Saved entries:
*** Begin section ***

PR #1355, opened 2022-09-28
DR- 2765 Fix job service test

nmalfroy:
...and make sure that status is properly reported

This PR was a slog.  I rebased and reorganized my commits.  But some highlights:
- We'll now properly notify when integration tests or smoke tests fail
- The JobsPermission test logs more for easier debugging in the future
- Speaking of logging, we'll now log the user making requests in the test DataRepo client fixture
- We'll also log who the admin user is at the start of the test
- We'll be using the latest version of Stairway (that fixes a bug I introduced)
- The JobService now pages through using the nextPageToken (to make sure that the same jobs don't get added to the result many times if the status of jobs changes)
- Job enumeration for non-admins no longer returns FileIngestWorker flights (there are sooooo many and they're all children)
- Added a 5 minute timeout to API calls in the integration tests (to stop runaway tests)

### DIFF
--- a/.github/workflows/int-and-connected-test-run.yml
+++ b/.github/workflows/int-and-connected-test-run.yml
@@ -38,6 +38,8 @@ on:
 jobs:
   test_check:
     name: "Checkout, verify and run unit tests"
+    outputs:
+      job-status: ${{ job.status }}
     timeout-minutes: 60
     strategy:
       matrix:
@@ -74,6 +76,8 @@ jobs:
           secret_id: ${{ secrets.SECRET_ID }}
   test_connected:
     name: "Run connected tests"
+    outputs:
+      job-status: ${{ job.status }}
     timeout-minutes: 180
     needs: test_check
     strategy:
@@ -127,6 +131,8 @@ jobs:
           secret_id: ${{ secrets.SECRET_ID }}
   deploy_test_integration:
     name: "Run integration and smoke tests"
+    outputs:
+      job-status: ${{ job.status }}
     timeout-minutes: 300
     needs: test_check
     strategy:
@@ -266,7 +272,7 @@ jobs:
           GITHUB_TOKEN: ${{ secrets.GITHUB_TOKEN }}
           SLACK_WEBHOOK_URL: ${{ secrets.SLACK_WEBHOOK_URL }}
         with:
-          status: ${{ job.status }}
+          status: ${{ (needs.test_check.outputs.job-status == 'success' && needs.test_connected.outputs.job-status == 'success' && needs.deploy_test_integration.outputs.job-status == 'success') && 'success' || 'failure' }}
           channel: "#jade-alerts"
           username: "Data Repo tests"
           text: "Integration and Connected tests"
--- a/src/main/java/bio/terra/service/job/JobService.java
+++ b/src/main/java/bio/terra/service/job/JobService.java
@@ -336,40 +336,41 @@ public class JobService {
     ArrayList<FlightState> flightStateList = new ArrayList<>();
     int numTimesQueried = 0;
     while (flightStateList.size() < offset + limit && numTimesQueried < MAX_FLIGHT_SEARCH_QUERIES) {
-      logger.info("Getting flight batch {} with npt {}", numTimesQueried, nextPageToken);
+      logger.info("Getting flight batch {} with nextPageToken {}", numTimesQueried, nextPageToken);
       FlightEnumeration filterResults =
           stairway.getFlights(nextPageToken, FLIGHT_SEARCH_BATCH_SIZE, filter);
       if (filterResults.getFlightStateList().size() == 0) {
         break;
       }
-      filterResults
-          .getFlightStateList()
-          .forEach(
-              flightState -> {
-                if (userLaunchedFlight(flightState, userReq)) {
-                  flightStateList.add(flightState);
-                } else {
-                  FlightMap inputParameters = flightState.getInputParameters();
-                  IamResourceType resourceType =
-                      inputParameters.get(
-                          JobMapKeys.IAM_RESOURCE_TYPE.getKeyName(), IamResourceType.class);
-                  String resourceId =
-                      inputParameters.get(JobMapKeys.IAM_RESOURCE_ID.getKeyName(), String.class);
-                  IamAction action =
-                      inputParameters.get(JobMapKeys.IAM_ACTION.getKeyName(), IamAction.class);
-                  if (resourceType != null & resourceId != null && action != null) {
-                    String key = String.format("%s-%s", resourceType, resourceId);
-                    List<String> userRoles = roleMap.get(key);
-                    if (userRoles == null) {
-                      userRoles = samService.listActions(userReq, resourceType, resourceId);
-                      roleMap.put(key, userRoles);
-                    }
-                    if (userRoles.contains(action.toString())) {
-                      flightStateList.add(flightState);
-                    }
-                  }
-                }
-              });
+
+      for (var flightState : filterResults.getFlightStateList()) {
+        if (userLaunchedFlight(flightState, userReq)) {
+          flightStateList.add(flightState);
+        } else {
+          FlightMap inputParameters = flightState.getInputParameters();
+          IamResourceType resourceType =
+              inputParameters.get(JobMapKeys.IAM_RESOURCE_TYPE.getKeyName(), IamResourceType.class);
+          String resourceId =
+              inputParameters.get(JobMapKeys.IAM_RESOURCE_ID.getKeyName(), String.class);
+          IamAction action =
+              inputParameters.get(JobMapKeys.IAM_ACTION.getKeyName(), IamAction.class);
+          if (resourceType != null & resourceId != null && action != null) {
+            String key = String.format("%s-%s", resourceType, resourceId);
+            List<String> userRoles = roleMap.get(key);
+            if (userRoles == null) {
+              userRoles = samService.listActions(userReq, resourceType, resourceId);
+              roleMap.put(key, userRoles);
+            }
+            if (userRoles.contains(action.toString())) {
+              flightStateList.add(flightState);
+            }
+          }
+        }
+        // Stop processing as soon as we've got enough to return
+        if (flightStateList.size() == offset + limit) {
+          break;
+        }
+      }
       numTimesQueried++;
       nextPageToken = filterResults.getNextPageToken();
     }
--- a/src/main/java/bio/terra/service/job/JobService.java
+++ b/src/main/java/bio/terra/service/job/JobService.java
@@ -12,6 +12,7 @@ import bio.terra.service.auth.iam.IamAction;
 import bio.terra.service.auth.iam.IamResourceType;
 import bio.terra.service.auth.iam.IamService;
 import bio.terra.service.common.CommonMapKeys;
+import bio.terra.service.filedata.flight.ingest.FileIngestWorkerFlight;
 import bio.terra.service.job.exception.InvalidResultStateException;
 import bio.terra.service.job.exception.JobNotFoundException;
 import bio.terra.service.job.exception.JobResponseException;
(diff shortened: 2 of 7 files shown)


src/main/java/bio/terra/service/job/JobService.java
```diff
@@ -323,43 +330,48 @@ public List<JobModel> enumerateJobs(
...
+
+    String nextPageToken = null;
     HashMap<String, List<String>> roleMap = new HashMap<>();
     ArrayList<FlightState> flightStateList = new ArrayList<>();
-    while (flightStateList.size() < offset + limit) {
-      List<FlightState> filterResults = stairway.getFlights(start, end, filter);
-      if (filterResults.size() == 0) {
+    int numTimesQueried = 0;
+    while (flightStateList.size() < offset + limit && numTimesQueried < MAX_FLIGHT_SEARCH_QUERIES) {
+      logger.info("Getting flight batch {} with npt {}", numTimesQueried, nextPageToken);
```
okotsopoulos: Nit: I'd prefer expanding the `npt` acronym in this log!

src/main/java/bio/terra/service/job/JobService.java
```diff
@@ -323,43 +330,48 @@ public List<JobModel> enumerateJobs(
...
+      FlightEnumeration filterResults =
+          stairway.getFlights(nextPageToken, FLIGHT_SEARCH_BATCH_SIZE, filter);
```
okotsopoulos, line 341: Thank you so much for getting Stairway flight fetch to work with a `nextPageToken`!

This is OOS for this PR, and may be on your radar for future work anyway…

But it would be awesome if our `enumerateJobs` endpoint supported the specification of a `nextPageToken` in addition to or instead of `offset`.  Then, fetching later pages in the job history would be as efficient as fetching most recent pages, since you don't have to determine access for all recent jobs first.

src/main/java/bio/terra/service/job/JobService.java
```diff
@@ -323,43 +330,48 @@ public List<JobModel> enumerateJobs(
...
-                String key = String.format("%s-%s", resourceType, resourceId);
-                List<String> userRoles = roleMap.get(key);
-                if (userRoles == null) {
-                  userRoles = samService.listActions(userReq, resourceType, resourceId);
-                  roleMap.put(key, userRoles);
-                }
-                if (userRoles.contains(action.toString())) {
+      filterResults
+          .getFlightStateList()
+          .forEach(
```
okotsopoulos: With a `FLIGHT_SEARCH_BATCH_SIZE` of 1,000 we are doing more work than necessary when given a lower limit, since we have to go through each flight state and determine whether it's indirectly accessible to the caller.  Not sure if it makes that big a difference performance-wise, though.

What do you think about breaking out of the loop when you've hit the limit?

okotsopoulos (changes requested):
Thanks a lot for teasing this apart and improving our logging as well as our testing!

I left a question / suggestion around the Stairway batch size.

src/main/java/bio/terra/service/job/JobService.java
nmalfroy: Fair point.  I'll update

src/main/java/bio/terra/service/job/JobService.java
nmalfroy: Totally.  I was thinking that we'll likely want to rev the job api to a) do this and b) include total counts in the result (there's some stairway work I'd like to do first)

src/main/java/bio/terra/service/job/JobService.java
nmalfroy: Oh that's a great point.  Will update

nmalfroy:
> Thanks a lot for teasing this apart and improving our logging as well as our testing!
> 
> I left a question / suggestion around the Stairway batch size.

Thanks jus fixed it under the wire :)

src/test/java/bio/terra/service/job/JobPermissionTest.java
```diff
@@ -172,28 +176,23 @@ public void testJobPermissions() throws Exception {
...
-        List.of(
-            datasetCreateJobId,
-            fileIngestJobId,
-            bulkLoadJobId,
-            metadataIngestJobId,
-            combinedIngestJobId);
+    List<JobModel> jobIds =
+        List.of(datasetCreateJob, fileIngestJob, bulkLoadJob, metadataIngestJob, combinedIngestJob);
 
     assertTrue(
```
okotsopoulos, line 199: I noticed that the latest commit resulted in this integration test failing.  I looked at the failure briefly… what I noticed in the test output was that using `assertTrue` for a collection comparison results in a test that's harder to debug.

The additional logging is a definite improvement, but I found myself wanting a "you expected this collection but had this collection instead" kind of assertion instead.  Was this something you considered or experimented with when trying to fix this test?

okotsopoulos (approved):
Thanks for addressing my initial PR feedback!  I have an additional question (sorry) about the test assertions but I wouldn't block merging on this.  I noticed that the test is failing though, so I'll be interested to see what further changes there are needed.

.github/workflows/int-and-connected-test-run.yml
```diff
@@ -266,7 +272,7 @@ jobs:
           GITHUB_TOKEN: ${{ secrets.GITHUB_TOKEN }}
           SLACK_WEBHOOK_URL: ${{ secrets.SLACK_WEBHOOK_URL }}
         with:
-          status: ${{ job.status }}
+          status: ${{ (needs.test_check.outputs.job-status == 'success' && needs.test_connected.outputs.job-status == 'success' && needs.deploy_test_integration.outputs.job-status == 'success') && 'success' || 'failure' }}
```
otchet-broad, line 275: I'd like to understand more about why this is needed.  We can do that outside of this PR.

src/main/java/bio/terra/service/job/JobService.java
```diff
@@ -52,6 +54,9 @@ public class JobService {
   private static final Logger logger = LoggerFactory.getLogger(JobService.class);
   private static final int MIN_SHUTDOWN_TIMEOUT = 14;
   private static final int POD_LISTENER_SHUTDOWN_TIMEOUT = 2;
+  // Maximum number of times that the flight sql DB will be searched while enumeratin
+  private static final int MAX_FLIGHT_SEARCH_QUERIES = 10;
```
otchet-broad, line 58: Should these be tunable/ via configuration?

src/main/java/bio/terra/service/job/JobService.java
```diff
@@ -323,43 +330,49 @@ public List<JobModel> enumerateJobs(
...
+              inputParameters.get(JobMapKeys.IAM_RESOURCE_TYPE.getKeyName(), IamResourceType.class);
+          String resourceId =
+              inputParameters.get(JobMapKeys.IAM_RESOURCE_ID.getKeyName(), String.class);
+          IamAction action =
+              inputParameters.get(JobMapKeys.IAM_ACTION.getKeyName(), IamAction.class);
+          if (resourceType != null & resourceId != null && action != null) {
+            String key = String.format("%s-%s", resourceType, resourceId);
+            List<String> userRoles = roleMap.get(key);
+            if (userRoles == null) {
+              userRoles = samService.listActions(userReq, resourceType, resourceId);
```
otchet-broad, line 361: Not a question to block the PR.
Does SAM have a way of providing _all_ of the listActions for a given user?  Calling this iteratively seems like it could really slow things down.  If we had a way to ask SAM, for the given user, give me all of the resourceTypes and resource IDs the user has access to, we might be able to invert this query and loop.

src/test/java/bio/terra/service/job/JobPermissionTest.java
otchet-broad: +1 for what @okotsopoulos said.
If I understand correctly, this error could have been caused by other factors, for example, if SAM didn't respond.  Is there a way to access the logs for these containers?  We might see errors for *hermione* around the time the action was executing.  It may be worth just running the action again.  :-)

otchet-broad (commented):
We can follow up on my questions outside of the PR.  I think what you've done is a solid iteration on bringing this to resolution.
I look forward to seeing the action complete successfully.  If it doesn't, do you think we should mock all of the other externals except to stairway for this?

src/main/java/bio/terra/service/job/JobService.java
nmalfroy: There totally is.  I actually want to eventually get rid of all of this logic and push the query down to the DB. The problem now is that querying flights isn't expressive enough

src/main/java/bio/terra/service/job/JobService.java
nmalfroy: I was debating about that.  I'm hoping that this is actually a short term thing until I make it so that queries are pushed down into the DB

src/test/java/bio/terra/service/job/JobPermissionTest.java
nmalfroy: Yeah...remember what I was saying about preferring AssertJ?  It makes list comparisons like these a lot easier.  For now, I'm going to isolate this test to make sure that it doesn't run in parallel with others

nmalfroy:
> We can follow up on my questions outside of the PR. I think what you've done is a solid iteration on bringing this to resolution. I look forward to seeing the action complete successfully. If it doesn't, do you think we should mock all of the other externals except to stairway for this?

Totally agreed...I want to see it pass too!  I think the issue is coming from the job running while other tests are running and that causes the job enumeration to push expected jobs off the page.  We're kind of limited (for now) with what we can do until I make some changes to stairway.  For now, I've forced the test to run in isolation to (hopefully) eliminate that

src/main/java/bio/terra/service/job/JobService.java
okotsopoulos: > Does SAM have a way of providing all of the listActions for a given user?

Saman raised this question to Identiteam, because we thought there was a SAM endpoint that provided this.  Unfortunately, it does not look to be the case, but Identiteam might be open to making the change for us if we requested.  More info in thread:

https://broadinstitute.slack.com/archives/C03GMG4DUSE/p1663099459055089

.github/workflows/int-and-connected-test-run.yml
pshapiro4broad: This looks like the same thing we ended up doing for catalog. The problem (as I recall it) is that `job.status` is the status of the previous job, not of all the `needs` for this job. If you have an `always()` job, then you don't know if any `needs` failed or not, since it runs no matter what. The code we did for this is this PR https://github.com/DataBiosphere/terra-data-catalog/pull/107

src/main/java/bio/terra/service/job/JobService.java
```diff
@@ -323,43 +330,49 @@ public List<JobModel> enumerateJobs(
...
-                }
-              }
             }
-          });
-      start = end;
-      end += offset + limit;
+          }
+        }
+        // Stop processing as soon as we've got enough to return
+        if (flightStateList.size() == offset + limit) {
```
pshapiro4broad, line 370: is `==` correct here or do you want `>=`? The outer loop is using `flightStateList.size() < offset + limit`, not `!=`.

src/main/java/bio/terra/service/job/JobService.java
```diff
@@ -323,43 +330,49 @@ public List<JobModel> enumerateJobs(
...
+          break;
+        }
+      }
+      numTimesQueried++;
```
pshapiro4broad, line 374: Seems odd to me to do this here rather than in `while (... numTimesQueried++ < MAX_FLIGHT_SEARCH_QUERIES)`.

.github/workflows/int-and-connected-test-run.yml
otchet-broad: Thanks, @pshapiro4broad

otchet-broad (approved):
Thanks for getting to the bottom of the isolation issue!

src/main/java/bio/terra/service/job/JobService.java
nmalfroy: Yeah, I mean, really shouldn't skip the case where it's `==`

src/main/java/bio/terra/service/job/JobService.java
nmalfroy: Yeah...this kept the logic pretty similar.  Worth noting: this is going to go away very shortly (as we push a lot of this down to the DB)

*** End section ***

Look through the data and gather every line with the string "case" in it.

Saman raised this question to Identiteam, because we thought there was a SAM endpoint that provided this.  Unfortunately, it does not look to be the case, but Identiteam might be open to making the change for us if we requested.  More info in thread:
nmalfroy: Yeah, I mean, really shouldn't skip the case where it's `==`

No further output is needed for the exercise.